* [Instructions for the task]: I need the number of lines in the data that contain the word "retryable", and nothing beyond it.

Segment Start: The input

PR #1259, opened 2026-04-26
fix(cache): disable setup-bun cache to avoid 5-retry HTML-error burn

### LINKED ISSUE #1252: Cache save fails with 5-retry HTML-error pattern on successive runs against the same PR ref (key+ref collision)
**Describe the bug**
anthropics/claude-code-action@v1's post-job cache save fails consistently on successive runs against the same PR ref, burning ~20-30 seconds per failure on 5 retries of what  
is actually a permanent conflict (the GitHub cache API's "key already exists on this ref" response). The underlying @actions/cache save logic treats the HTML-formatted error
as transient and retries with exponential backoff when it should recognize the conflict as non-retryable and skip.

**To Reproduce**
1. Use anthropics/claude-code-action@v1 in a workflow triggered on pull_request with synchronize in the event list (default pattern).
  2. Open a PR that touches files the workflow processes. First run completes and successfully saves a cache entry (the 35 MB Bun binary tarball) against refs/pull/<N>/merge
  with a deterministic key like bun-swrvKXH4hkDYFKcrNV+Kct676IY=.
  3. Push a second commit to the same PR. A new workflow run starts.
  4. The post-step cache save fails with the 5-retry HTML error pattern:                                                                                                         
                                                                                                                                                                                 
  Post job cleanup.                                                                                                                                                              
  /usr/bin/tar --posix -cf cache.tzst --exclude cache.tzst -P -C /home/runner/work/<repo>/<repo> --files-from manifest.txt --use-compress-program zstdmt                         
  Sent 35242126 of 35242126 (100.0%), 58.0 MBs/sec                                                                                                                               
  Attempt 1 of 5 failed with error: Unexpected token '<', "<!DOCTYPE "... is not valid JSON. Retrying request in 3000 ms...                                                      
  Attempt 2 of 5 failed with error: Unexpected token '<', "<!DOCTYPE "... is not valid JSON. Retrying request in 5276 ms...                                                      
  Attempt 3 of 5 failed with error: Unexpected token '<', "<!DOCTYPE "... is not valid JSON. Retrying request in 9718 ms...                                                      
  Attempt 4 of 5 failed with error: Unexpected token '<', "<!DOCTYPE "... is not valid JSON. Retrying request in 10670 ms...                                                     
  Warning: Failed to save: Failed to FinalizeCacheEntryUpload: Failed to make request after 5 attempts: Unexpected token '<', "<!DOCTYPE "... is not valid JSON

**Expected behavior**
One of:                                                                                                                                                                        
                                                                                                                                                                                 
  1. The cache save recognizes that the key already exists on the ref, logs something like "cache already exists for key+ref, skipping save", and exits cleanly without retrying.
  2. The action uses a run-unique cache key with a restoreKeys prefix fallback so each run successfully saves its own entry (standard @actions/cache pattern for content that
  doesn't change across runs).                
  3. At minimum, the 409/HTML response is treated as a non-retryable error so the 5-retry wallclock burn doesn't happen.                                                         
                                              
  Either way, the warning should not appear on every second-and-subsequent push to a PR for a repo running the action as recommended.

**Screenshots**
 N/A. Log output and cache-entry inspection in Additional context.  

**Workflow yml file**
name: Adversarial Security Review
                                                                                                                                                                                 
  on:                                                                 
    pull_request:
      types: [opened, synchronize, reopened]  
      paths-ignore:                       
        - 'docs/**'
        - 'tasks/**'                                                                                                                                                             
        - 'PROJECT-PLAN.md'                   
                                                                                                                                                                                 
  permissions: {}                                                     
                                                                                                                                                                                 
  jobs:
    adversarial-review:                                                                                                                                                          
      if: >                                                           
        !github.event.pull_request.draft &&                                                                                                                                      
        github.event.pull_request.user.login != 'dependabot[bot]'     
      runs-on: ubuntu-latest                  
      permissions:                        
        contents: read                                                                                                                                                           
        pull-requests: write                                                                                                                                                     
        issues: read                                                                                                                                                             
        id-token: write                                                                                                                                                          
                                                                      
      steps:
        - name: Checkout repository                                                                                                                                              
          uses: actions/checkout@v4
          with:                                                                                                                                                                  
            fetch-depth: 0                                            

        - name: Run Adversarial Security Review
          with:
            prompt: |                         
              (~50-line adversarial reviewer prompt; full text at                                                                                                                
              .github/adversarial-reviewer-prompt.md in the repo.     
              Prompt text is not relevant to the bug; the cache                                                                                                                  
              failure fires regardless of prompt content.)

**API Provider**

[- ] Anthropic First-Party API (default)
[- ] AWS Bedrock
[- ] GCP Vertex

**Additional context**
Additional context                                                                                                                                                             
                    
  Cache-entry inspection confirms the key+ref collision pattern. Running gh api /repos/<owner>/<repo>/actions/caches on a repo exhibiting this bug shows one 35 MB Bun cache     
  entry per ref:                                                      
                                          
  35242126 bytes | ref=refs/pull/117/merge | key=bun-swrvKXH4hkDYFKcrNV+Kct676IY= | last=2026-04-23T14:25:02
  35242123 bytes | ref=refs/pull/109/merge | key=bun-swrvKXH4hkDYFKcrNV+Kct676IY= | last=2026-04-22T15:57:25                                                                     
  35242125 bytes | ref=refs/pull/91/merge  | key=bun-swrvKXH4hkDYFKcrNV+Kct676IY= | last=2026-04-21T13:52:22
  35242125 bytes | ref=refs/heads/main     | key=swrvKXH4hkDYFKcrNV+Kct676IY=     | last=2026-04-20T18:58:16                                                                     
                                                                                                                                                                                 
  Each ref has exactly one cache entry at the pinned 35 MB Bun binary size. The last_accessed_at stamp is the first successful save; all subsequent saves on the same ref fail   
  with the retry pattern because the key is deterministic (Bun version is pinned, so the hash is stable).                                                                        
                                                                                                                                                                                 
  Root cause. GitHub's cache API enforces "one save per key+ref" and returns a 409-shaped response (rendered as HTML at the client's level) when the key already exists. The     
  @actions/cache toolkit's default retry behavior treats the HTML parse failure as a transient error and burns 5 retry cycles before surfacing the warning. The bug surfaces on  
  every second-and-subsequent push to a PR because the bundled Bun binary cache key is stable across runs of the same action version.                                            
                                                                                                                                                                                 
  Impact. Roughly 20-30 seconds of wallclock time wasted per failed save. For a repo running the action on every PR push, this accumulates to tens of minutes per month of
  Actions quota burned on retry backoff. It also creates persistent warning noise in CI logs, which can mask real cache-related issues.                                          
                                                                      
  Proposed fixes (any of, or combination).                                                                                                                                       
                                          
  1. Use a key with a run-unique suffix plus restoreKeys fallback to the deterministic bun-version hash. Standard @actions/cache pattern. Example: key: bun-<pinned>-${{         
  github.run_id }}, restore-keys: bun-<pinned>-. Each run saves its own entry; restore falls back to the most recent matching prefix. Best long-term fix.                        
  2. Catch the 409/HTML response explicitly in the save step and log as "cache already exists for key+ref, skipping save" without retrying. Smallest-diff fix. Preserves current
  caching semantics; just stops the retry burn.                                                                                                                                  
  3. Expose an input to disable caching (save_cache: false or similar) for users who want to opt out entirely. Useful escape hatch independent of (1) and (2).
  4. Bundle a newer @actions/cache client if upstream already handles 409 better in a recent release. Worth checking actions/toolkit history.                                    
                                                                                                                                                                                 
  Environment.                                
                                                                                                                                                                                 
  - Action version: anthropics/claude-code-action@v1 (resolves to v1.0.104 as of 2026-04-23)                                                                                     
  - Runner: ubuntu-latest                                                                                                                                                        
  - Trigger: pull_request with types: [opened, synchronize, reopened]                                                                                                            
  - Repo visibility: private (should not be relevant)                                                                                                                            
                                                                      
  Happy to contribute a PR for fix (1) or (2) if helpful. Needed guidance on which approach maintainers prefer.

MukundaKatta:
## Why

Closes #1252.

`anthropics/claude-code-action@v1`'s post-job cache save fails consistently on every second-and-subsequent run against the same PR ref. From the issue:

```
Attempt 1 of 5 failed with error: Unexpected token '<', "<!DOCTYPE "... is not valid JSON. Retrying request in 3000 ms...
Attempt 2 of 5 failed with error: Unexpected token '<', "<!DOCTYPE "... is not valid JSON. Retrying request in 5276 ms...
...
Warning: Failed to save: Failed to FinalizeCacheEntryUpload: Failed to make request after 5 attempts
```

Root cause: `oven-sh/setup-bun@v2.2.0`'s post step calls `@actions/cache.saveCache` with a deterministic key derived from the Bun download URL (`bun-<hash>`). The key is identical across runs, so on every PR re-push the GitHub cache API rejects the duplicate key+ref with a 409 (HTML body). `@actions/cache@5.x` treats the unparsable response as transient and burns ~20-30s on 5 retries before surfacing a warning. The cache key isn't ref-aware and `setup-bun` doesn't expose a way to override it, so the issue is unavoidable as long as the cache is enabled.

This burns ~20-30s of wallclock per PR push after the first, plus persistent warning noise that masks real cache issues. See #1252 for the full repro and cache-entry inspection.

## What

Pass `no-cache: true` to `oven-sh/setup-bun` in both `action.yml` and `base-action/action.yml`. The 35 MB Bun binary downloads from `bun.sh` in 2-3s on GitHub-hosted runners (curl install also relies on this in PR #819), so disabling the cache is a net wallclock win and removes the warning entirely.

This is the smallest action-side fix — alternatives would require either patching `setup-bun` upstream (issue author's option 2) or replacing it with curl-based install (issue author's option 4 / open PR #819, which targets a separate GHES bug).

## Tested

Manual verification only — the change is YAML-only inside the composite step, and there are no unit tests for `action.yml` in `test/` (tests cover TypeScript logic).

To verify after merge, run the action twice on the same PR ref and confirm:
- The "Attempt 1 of 5 failed" warning no longer appears in the post-step.
- The Install Bun step prints `Downloading a new version of Bun` on every run instead of `Using a cached version of Bun`.
- Total Install Bun step time stays within a few seconds.

### DIFF
--- a/action.yml
+++ b/action.yml
@@ -177,6 +177,14 @@ runs:
       with:
         bun-version: 1.3.6
         token: ${{ inputs.github_token || github.token }}
+        # Disable setup-bun's cache. The upstream save step uses a deterministic
+        # key (Bun version) and isn't ref-aware: on every second-and-subsequent
+        # run against the same PR ref the GitHub cache API rejects the duplicate
+        # key+ref with a 409 (HTML body), and @actions/cache treats the unparsable
+        # response as transient and burns ~20-30s on 5 retries before warning.
+        # The 35 MB Bun binary downloads in 2-3s, so disabling the cache is a net
+        # wallclock win and removes the noisy warning. See issue #1252.
+        no-cache: true
 
     - name: Setup Custom Bun Path
       if: inputs.path_to_bun_executable != ''
--- a/base-action/action.yml
+++ b/base-action/action.yml
@@ -100,6 +100,8 @@ runs:
       uses: oven-sh/setup-bun@0c5077e51419868618aeaa5fe8019c62421857d6 # https://github.com/oven-sh/setup-bun/releases/tag/v2.2.0
       with:
         bun-version: 1.3.6
+        # Disable setup-bun's cache. See action.yml for details and issue #1252.
+        no-cache: true
 
     - name: Setup Custom Bun Path
       if: inputs.path_to_bun_executable != ''


ndrc81 (commented):
Approving this fix from a downstream-user perspective. We use claude-code-action@v1 in two workflows on a private repo (Claude Code Review and Adversarial Security Review), running on every PR per project policy. Each PR push burns approximately 5 minutes on the setup-bun post-step retries described in #1252, plus warning noise that masks real cache issues. At our current PR volume that pushes us to roughly 95% of the GitHub Team plan's 3000 min/month included allowance, with the burn entirely attributable to this bug.

The action-side fix here (no-cache: true on oven-sh/setup-bun) is the minimum-surface change and avoids the larger refactor of patching setup-bun upstream or migrating to a curl-based install. The 35 MB Bun binary downloads in 2-3s on GitHub-hosted runners, so the disabled-cache wallclock is a clear net win against the 20-30s of failing-retry burn on the current path. Confirming the YAML change is contained to the two action.yml files and does not change any TypeScript logic.

No additional regression risk we can identify. Strongly support merge.

necofuryai:
Reporting a second, independent failure mode that this PR also fixes.

We run `claude-code-action` from a Dependabot-triggered `workflow_run` job with
read-only permissions (untrusted PR content is analyzed there; writes are
isolated to a separate job). Per [GitHub's documented cache policy](https://docs.github.com/en/actions/reference/workflows-and-actions/dependency-caching#cache-access-for-low-trust-workflow-triggers),
`workflow_run` is a low-trust trigger that only gets read-only access to the
default branch's cache scope — so unlike the key collision in #1252 (second run
onward), this hits the *first* run too. In all 25 executions of our analysis
job to date, setup-bun's post step logged:

```text
Cache reservation failed: cache write denied: token has no writable scopes
Failed to save: Unable to reserve cache with key bun-...
```

and restore missed in all 25 as well. The cache never provides value in this
configuration, so `no-cache: true` changes nothing for us except removing the
failed post-save and its warning. The only input that avoids it today is
`path_to_bun_executable`, which is documented as normally unnecessary and
version-sensitive.

Evidence: [workflow](https://github.com/necofuryai/necofuryai.dev/blob/main/.github/workflows/dependabot-advisory-review.yml) · [first run](https://github.com/necofuryai/necofuryai.dev/actions/runs/29703758615/job/88237178098) · [latest run](https://github.com/necofuryai/necofuryai.dev/actions/runs/30046802814/job/89339807193)
(observed on v1.0.177/178; the `setup-bun@v2.2.0` invocation is unchanged
through current `main`, so the behavior carries over).

One note: the branch currently conflicts with `main` (#1365 moved the setup-bun
pinning, and `base-action/action.yml` gets frequent version bumps), though the
fix itself remains the same two `no-cache: true` lines. @MukundaKatta if
rebasing is inconvenient, I'm happy to open a follow-up PR against current
`main` with credit and a link back here.

necofuryai:
I opened #1580 against current main as offered. It preserves @MukundaKatta's original commit authorship and links the additional downstream evidence from this thread. Happy to close it if #1259 is rebased instead.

Segment End: The input

* [Reply]: 2